Why is handpicking necessary? I understand the desire to not want to include profiles that aren't P2P-enabled, but we're all consenting adults here and it's our personal credentials that are being used to log in to these servers. It's on us if we misuse them regardless. If you're worried about people being confused as to why P2P is not working, that sounds more like a documentation issue than a reason to make a breaking change.

[pkishino]

as mentioned above, it is a maintenance issue.. we, the maintainers of this project, are trying to outsource provider maintenance as 1) we don't use most of the provider ourselves 2) to keep checking and updating these profiles is a hassle when providers change parameters and servers etc.. the result is that the above PR results in far far less maintenance, provides much better usability for (most) users, and those who still want to do their own thing are always welcome to use the CUSTOM provider path as documented in our documentation and mount whatever profile they wish.

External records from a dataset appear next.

Issue #1126, opened 2023-03-22
Discussion: Sponsoring the REST API development + applying for grants to fund ArchiveBox development


djkemmet:
I would like to sponsor (pay a developer cash monies in USD) for the development of the API for ArchiveBox. I need this for my digital preservation and ML/NLP work and I suspect a lot of people will end up doing a lot of cool things with it. I would like to talk to @pirate  and get his blessing and solicit feedback from the community on how we could work together to accomplish this as well as what a reasonable rate and time line would be. @pirate  is this something you have the bandwidth and inclination to do? if not could you recommend anyone as tribute? :P 

Ideally I see the community coming to consensus on what an initial API would look like in the form of an Issue, that would serve as the scope of work for the commission, a $ amount would be set against that issue and once complete and the PR is accepted the money would be paid to the developer from money in escrow for this task. 

Thank you all for your time with this and I look forward to hearing from you.

pirate:
Hey @djkemmet, this is definitely something I'm interested in and I'm excited that you're willing to contribute towards seeing it happen.

I'm getting ready to write some grant applications for ArchiveBox and I'm hoping to fund part-time development for the next few years. The API is definitely one of the main things I want to build in the next year, and I want to work on ArchiveBox as my main job if I can pull off finding a big sponsor.

The grants I'm aiming for are $150k+ so if your budget for this task is <$2k I wouldn't bother sponsoring this if you cant wait a few months, as I'll likely get around to it anyway. If your needs are more urgent than that or your budget is higher then lets discuss further via chat/call: https://calendly.com/nicksweeting/choose-a-time/

I agree either way we should finalize an API spec and framework choice, the work so far toward that is here: https://github.com/ArchiveBox/ArchiveBox/issues/496#issuecomment-1097310582

Either way you can comment your thoughts on that spec in that issue, and we can continue the discussion about timeline/sponsorship/and your specific needs here.

aaronmayer108:
WOO! So excited to see that grant money might be a possibility! Btw, grant writing is becoming trivially easy with GPT.

djkemmet:
heyy @pirate , 

yeah my budget for this was $1000 USD If there's anyone in your network who might be suited for this work and assuming 1000$ is a resonable amount of money to get the API off the ground I would definitely be happy to sponsor someone based on your recommendation. that said, as far as grants go, have you looked at futo? https://futo.org/fellows/

pe1uca:
Hello guys!  
[...]

PR #1327, opened 2024-01-17
OLD IDEA / no longer active: New modular plugin design + 3 new plugins: browsertrix-crawler, ReplayWeb.page, gallery-dl

pirate:
Coming soon:
- Ability to enable/disable/configure ArchiveBox submodules via the admin UI

image
image
image

PR #1397, opened 2024-04-09
REST API v1 using `django-ninja`

Brandl:
# Summary

I recently integrated Archivebox with a small python script. The current approach of setting up the full django environment is somewhat cumbersome and limits usecases where the interaction is triggered by remote systems/containers.

So here goes my initial draft of a REST API based on django ninja.

For Auth I implemented Token/Bearer Auth. Token can be obtained and validated via API Endpoints.
Ideally there should be a UI (Django Admin,...) to make obtaining them more friendly to users.

The current API resembles the CLI for compatibility and simplicity. 
Adding CRUD Endpoints should be rather straight forward.

Ideally Endpoints should return a TASK-ID for long running tasks for long polling or allow for SSE subscription.
This would require to update to Django 4.2 for async support.

# Related issues

Touches on all the API issues:
#496 
#1126 

# Changes these areas

- [X] Token model
- [x] Token based authentication
- [X] ADD/UPDATE/REMOVE/LIST Endpoints
- [ ] CRUD Endpoints for Snapshot/Link,...
- [ ] UI for Token 
- [ ] Extensive Testing suite
- [ ] (future) streaming/fully async endpoints 

Screenshot from 2024-04-10 01-45-11


pirate:
Awesome work, thanks for doing this!

I'll dig into it next week, I think it should be fairly straightforward to merge.


> I think allowing the user to create named API tokens (that inherit the same permissions as that user) is enough for now, no need to do OAuth2 or JWT

100% agree, sounds good.

> Ideally there should be a UI (Django Admin,...) to make obtaining them more friendly to users.

I've been using `django-solo` to quickly expose config options via the Django Admin in my other branch: https://github.com/ArchiveBox/ArchiveBox/pull/1327.  I think we can add a pane to manage API tokens without too much trouble.

> Ideally Endpoints should return a TASK-ID for long running tasks for long polling or allow for SSE subscription.

I'm planning on integrating `django-huey-monitor` in the future, it would provide task IDs and manage TaskResult rows, I think for now we can just return the Snapshot primary key.

> This would require to update to Django 4.2 for async support.

We are actually on Django 4.2 already on `dev` as of recently (see [v0.8.0-rc](https://github.com/ArchiveBox/ArchiveBox/releases/tag/v0.8.0-rc) alpha release notes).

pirate:
I made a bunch of changes on `dev` FYI: 7515325

Screenshot 2024-04-25 at 3 56 38 AM

Issue #720, opened 2021-04-24
Feature Request: Extract DOI numbers and download academic paper PDFs automatically


pirate:
New extractor idea: SCIHUB

e.g. take this academic paper for example: https://www.cell.com/current-biology/fulltext/S0960-9822(19)31469-1

If a full paper PDF is available on scihub, e.g.: https://sci-hub.se/https://www.cell.com/current-biology/fulltext/S0960-9822(19)31469-1 it could be downloaded to a `./archive/<timestmap>/scihub/` output folder.

```bash
# try downloading via verbatim URL first
$ scihub.py -d https://www.cell.com/current-biology/fulltext/S0960-9822(19)31469-1'
DEBUG:Sci-Hub:Successfully downloaded file with identifier https://www.cell.com/current-biology/fulltext/S0960-9822(19)31469-1
```

We could also look for a DOI number in the page URL or page html contents e.g.: `10.1016/j.cub.2019.11.030` using a regex and try downloading that.
```bash
# otherwise try downloading via any regex-extracted bare DOI numbers on the page or in the URL
$ scihub.py -d '10.1016/j.cub.2019.11.030'
DEBUG:Sci-Hub:Successfully downloaded file with identifier 10.1016/j.cub.2019.11.030

$ ls
c28dc1242df6f931c29b9cd445a55597-.cub.2019.11.030.pdf
```

**New Dependencies:**
- https://github.com/zaytoun/scihub.py

**New Extractors:**
- `extractors/scihub.py`

**New Config Options:**
- `SAVE_SCIHUB=True`

lbcnz:
Captchas would be a problem.

pirate:
In my testing so far it's not a problem as long as you're not doing dozens of papers at a time.

jezcope:
Two more avenues to explore:

1. Zotero has a big collection of translators to get full text from many different publishers and repositories https://github.com/zotero/translators
2. Unpaywall has a huge database of open access copies of articles https://unpaywall.org/

Would be great to capture full text for academic publications where its available.

pirate:
Parsing DOIs out of PDF/HTML content: https://github.com/MicheleCotrufo/pdf2doi

Found good candidate extractor dependencies to try for all the major free scientific paper DBs:

- https://github.com/Tishacy/SciDownl
- https://github.com/viown/libgen-dl
- https://github.com/unpywall/unpywall
- https://openaccessbutton.org/?from=integration&id=
[...]

PR #1450, opened 2024-06-06
`papers-dl` support

benmuth:
# Summary

This PR adds basic support for the [papers-dl](https://pypi.org/project/papers-dl/) extractor for downloading scientific papers. 

At this point, `papers-dl` only supports Sci-Hub, but it is planned to support other repositories. 

Current known issues with `papers-dl` include performance and reliability. Searching known Sci-Hub aliases for a paper is slow and it occasionally causes timeouts during an ArchiveBox add job. There are also other occasional failures, even when doing a repeat search for a paper you've already found. Potential problems with captchas are also currently unaddressed.

`papers-dl` supports fetching multiple types of paper identifiers, but I still need to add parsing for those to ArchiveBox. At this moment only URLs work. I also still need to add an integration test.

# Related issues

#720 

# Changes these areas

- [ ] Bugfixes
- [x] Feature behavior
- [ ] Command line interface
- [ ] Configuration options
- [ ] Internal architecture


pirate:
- I'm on a road trip for the next couple weeks, but very excited about this PR! Will merge it before DWeb

benmuth:
`papers-dl` now searches all providers for papers concurrently, so performance shouldn't be a major concern anymore.

Angeeee158 (approved):

farooqkz:
oh I'm very much excited about this!

pirate:
I added papersdl support on dev! thanks again!

Issue #1453, opened 2024-06-10
Feature Request: Ability to restrict search to specific fields


sclu1034:
## Type 

 - [ ] General question or discussion
 - [ ] Propose a brand new feature
 - [x] Request modification of existing behavior or design

## What is the problem that your feature request solves
The existing search field only ever filters across all possible fields (content AND title AND url etc.). But sometimes I want to search for entries where I know that a word shows up in the title or URL, but the result list gets bloated by all the pages where this word shows up in the content instead.

## Describe the ideal specific solution you'd want, and whether it fits into any broader scope of changes
Implement a way to restrict the search to specific fields. For my use case, it would be fine to add a dropdown next to the search bar with options like `All`, `Title`, `Url`, `Content`, where `All` would be the default and current behavior of a searching everything, while the other options restrict the search to just that value.

## What hacks or alternative solutions have you tried to solve the problem?
None so far.
I suppose I could go into the archive storage, figure out how the metadata is saved and cobble together a script. But my instance is running inside Docker on Unraid, and both of these technologies aren't made for interactive shell usage.

## How badly do you want this new feature?

 - [ ] It's an urgent deal-breaker, I can't live without it
 - [x] It's important to add it in the near-mid term future
 - [ ] It would be nice to have eventually

---

 - [ ] I'm willing to contribute [dev time](https://github.com/ArchiveBox/ArchiveBox#archivebox-development) / [money](https://github.com/sponsors/pirate) to fix this issue
 - [x] I like ArchiveBox so far / would recommend it to a friend
 - [ ] I've had a lot of difficulty getting ArchiveBox set up

PR #1457, opened 2024-06-19
Implement searching individual fields

sclu1034:
# Summary

This adds a rudimentary implementation of #1453.
So far, this only changes the search box on the public view, as the custom form and corresponding logic there were relatively simple to track down and change.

As such, sorry, but I will close this as the resolution is to either 1) revert back to an older version 2) pick one of the available profiles or 3) configure your own.

[mark-monteiro]

I also ran into this issue and ended up using my own config file. Using one of the available profiles in this repo was not an option for me since the countries where this is available are nowhere near where I am located. Here is a quick guide for anyone who stumbles across this issue who wants to do the same:

1. Download the config file(s) for your desired server(s) from the ProtonVPN website. When doing this I noticed that most cities only have one or two distinct config files even though many server are listed. For example, Montreal has 12 servers listed, but there are actually only two distinct files that you need to download that covers all all of them (node-ca-06.protonvpn.net.udp.ovpn and node-ca-07.protonvpn.net.udp.ovpn)

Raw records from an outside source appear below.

PR #1627, opened 2024-12-25
Fix typo in timestamp scale factor

1over137:
I noticed that importing using timestamps doesn't seem to work. This is probably a typo. The timestamps are in microseconds (divide by 1e6). There is an extra zero there.

### DIFF
--- a/archivebox/parsers/generic_json.py
+++ b/archivebox/parsers/generic_json.py
@@ -26,7 +26,7 @@ def jsonObjectToLink(link: str, source: str):
     ts_str = str(datetime.now(timezone.utc).timestamp())
     if link.get('timestamp'):
         # chrome/ff histories use a very precise timestamp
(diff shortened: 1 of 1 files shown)


pirate:
Where are you importing from? MacOS/windows Firefox/Chrome/Safari are all different

1over137:
Actually I manually processed the files using a different scripts. The csv from python browser_history module uses a human readable format. 

But regardless: Firefox's places.sqlite is in microseconds relative to unix epoch, and Chrome's History (sqlite db) is in microseconds relative to 1601-01-01. Perhaps this should be handled by an export script, rather than the json parser, though. 

See:

https://stackoverflow.com/questions/20458406/what-is-the-format-of-chromes-timestamps

https://support.mozilla.org/en-US/questions/835204

pirate:
merged. thanks for contributing the fix!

2. This step is optional, but if you want to load balance between all the servers that you downloaded config files for, you will need to combine their config files. This was easier than I thought it would be, the schema for .ovpn files can be found in the OpenVPN repository in an example config file. To combine the files, choose one file to edit as a base and then copy the remote xxx.xxx.xxx.xxx xxxx entries from the other files into that file.

3. Mount a directory containing your custom config file(s) into the container at /etc/openvpn/custom/. The way to do this is explained on the documentation site, but beware that you should mount the entire folder and not follow the instructions to mount a single file as I found it does not work. Also, if you've changed the PUID of PGID options, make sure that the mounted folder has the correct permissions in the container.

4. Update the environment variable OPENVPN_PROVIDER=custom. If you only have a single config file named default.ovpn then you can also omit the OPENVPN_CONFIG variable to automatically select this file, otherwise you will need to set OPENVPN_CONFIG to match the name of the config file you want to use

[jsloan117]

@mark-monteiro - nice & good work on the docs.

I know you linked to #2274 saying it doesn't work, and that is true if you're mounting a .ovpn file directly. If you mount the folder itself you won't have issues.

At any rate, I've opened PR #2426 to fix this behavior.